T-primes

题意翻译

## 题目描述 我们知道质数是只有两个不同的正数因数的正整数。相似的,我们把一个正整数 _t_ 叫做 T质数,如果 _t_ 恰好有三个不同的正整数因数。 你被给了一个含有 _n_ 个正整数的数组。你要给其中所有的数判断它是否是 T质数。 ## 输出输入格式 ### 输入格式: 第一行只有一个正整数, _n_ (1<= _n_ <=10⁵),代表数组里有几个数字。下一行包含了 _n_ 个被空格分开了的整数 _Xᵢ_ (1<=Xᵢ<=10¹²)。 请勿在C++中使用 %lld 用来读写64位整数。建议使用cin、cout流或 %I64d。 ### 输出格式: 输出 _n_ 行:如果第 _i_ 行的数 _Xᵢ_ 是T质数,则输出YES,否则输出NO。 ## 说明 给定样例有三个数。第一个数4恰好有三个因数--1、2和4,因此对这个数字输出YES。第二个数5有两个因数(1和5),第三个数6有四个因数(1、2、3和6),因此这两个数的答案是NO。

题目描述

We know that prime numbers are positive integers that have exactly two distinct positive divisors. Similarly, we'll call a positive integer $ t $ Т-prime, if $ t $ has exactly three distinct positive divisors.
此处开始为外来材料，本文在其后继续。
Issue #847, opened 2023-12-27
endpoind.read() should also use attribute specific manufacturerCode when available


sjorge:
Related to #843 we should also just use the information when doing a read.

However this does not seems as straight forward as with the reporting configuration.

Since `endpoint.read()` can take a array of attributes. As long as they have the same manufacturerCode requirement this is not an issue but in theory it could be a mixed, with and without (I doubt it we will see with different ones in one read)! For example one could read `localTemp` + `ubisysRemoteTemperature` from `hvacThermostat` 

https://github.com/Koenkk/zigbee-herdsman/blob/5411ab6ce77e218b076628337e7001c59914f3d5/src/zcl/definition/cluster.ts#L1974

https://github.com/Koenkk/zigbee-herdsman/blob/5411ab6ce77e218b076628337e7001c59914f3d5/src/zcl/definition/cluster.ts#L2085

https://github.com/Koenkk/zigbee-herdsman/blob/5411ab6ce77e218b076628337e7001c59914f3d5/src/controller/model/endpoint.ts#L445-L447

The information would be available in the loop above in the `cluster.getAttribute()` result.

We should split this into N frames:

https://github.com/Koenkk/zigbee-herdsman/blob/5411ab6ce77e218b076628337e7001c59914f3d5/src/controller/model/endpoint.ts#L449-L453 would need to be called one time for each manufacturerCode (null also being one if an attribute has none)

We would also need to collect the responses:
https://github.com/Koenkk/zigbee-herdsman/blob/5411ab6ce77e218b076628337e7001c59914f3d5/src/controller/model/endpoint.ts#L462-L465

I think before we have not hit this as we seem to always provide the manufacturerCode ourselves, but there should be no reason to do so as we have the information.

A alternative and simpler solution would be to lookup the manufacturerCode here:
https://github.com/Koenkk/zigbee-herdsman/blob/5411ab6ce77e218b076628337e7001c59914f3d5/src/controller/model/endpoint.ts#L445-L447

But only update `options.manufacturerCode` if it is currently undefined, if it is already defined we check if `options.manufacturerCode` matches `attribute.manufacturerCode` and throw an exception if it doesn't.

It would then be up to the called to split the `endpoint.read()` so instead of reading both `localTemp` + `ubisysRemoteTemperature` , one would read `localTemp` and then `ubisysRemoteTemperature`.

[...]

PR #848, opened 2023-12-28
#847 Use cluster definition manufacturerCode when available

sjorge:
@Koenkk there is currently a failure of `Read from endpoint with custom attribute`, I think because mock device 129 does not have any data for ubisysDefaultOccupiedHeatingSetpoint to return ? Not sure how to fixed it, I tried simply adding `ubisysDefaultOccupiedHeatingSetpoint: 1800` for ep1 attribute data for device 129 but that didn't work.

We probably need a new mockDevice though, then we can also drop the `device._manufacturerID = 0x10f2;` we have in a few tests.

### DIFF
--- a/src/controller/model/endpoint.ts
+++ b/src/controller/model/endpoint.ts
@@ -362,6 +362,26 @@ class Endpoint extends Entity {
     ): Promise<void> {
         const cluster = Zcl.Utils.getCluster(clusterKey);
         options = this.getOptionsWithDefaults(options, true, Zcl.Direction.CLIENT_TO_SERVER, cluster.manufacturerCode);
+
+        const manufacturerCodes = new Set(Object.keys(attributes).map((nameOrID): string|number => {
+            // we fall back to caller|cluster provided manufacturerCode
+            if (cluster.hasAttribute(nameOrID)) {
+                const attribute = cluster.getAttribute(nameOrID);
+                return (attribute.manufacturerCode === undefined) ?
+		    options.manufacturerCode :
+		    attribute.manufacturerCode;
+            } else {
+                // unknown attribute, we should not fail on this here
+                return options.manufacturerCode;
+            }
+        }));
+        if (manufacturerCodes.size == 1) {
+            options.manufacturerCode = manufacturerCodes.values().next().value;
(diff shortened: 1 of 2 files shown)


src/controller/model/endpoint.ts
```diff
@@ -362,6 +362,26 @@ class Endpoint extends Entity {
     ): Promise<void> {
         const cluster = Zcl.Utils.getCluster(clusterKey);
         options = this.getOptionsWithDefaults(options, true, Zcl.Direction.CLIENT_TO_SERVER, cluster.manufacturerCode);
+
```
Koenkk, line 365: Can we move this and the 2 similar blocks below to a function to prevent some code duplication?

sjorge: I tried but only read + write one are the same, the data we have in configureReporting is different.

You are given an array of $ n $ positive integers. For each of them determine whether it is Т-prime or not.

输入输出格式

输入格式


The first line contains a single positive integer, $ n $ ( $ 1<=n<=10^{5} $ ), showing how many numbers are in the array. The next line contains $ n $ space-separated integers $ x_{i} $ ( $ 1<=x_{i}<=10^{12} $ ). Please, do not use the %lld specifier to read or write 64-bit integers in С++. It is advised to use the cin, cout streams or the %I64d specifier.

输出格式


Print $ n $ lines: the $ i $ -th line should contain "YES" (without the quotes), if number $ x_{i} $ is Т-prime, and "NO" (without the quotes), if it isn't.

输入输出样例

输入样例 #1

3
4 5 6

输出样例 #1

YES
NO
NO

说明

The given test has three numbers. The first number 4 has exactly three divisors — 1, 2 and 4, thus the answer for this number is "YES". The second number 5 has two divisors (1 and 5), and the third number 6 has four divisors (1, 2, 3, 6), hence the answer for them is "NO".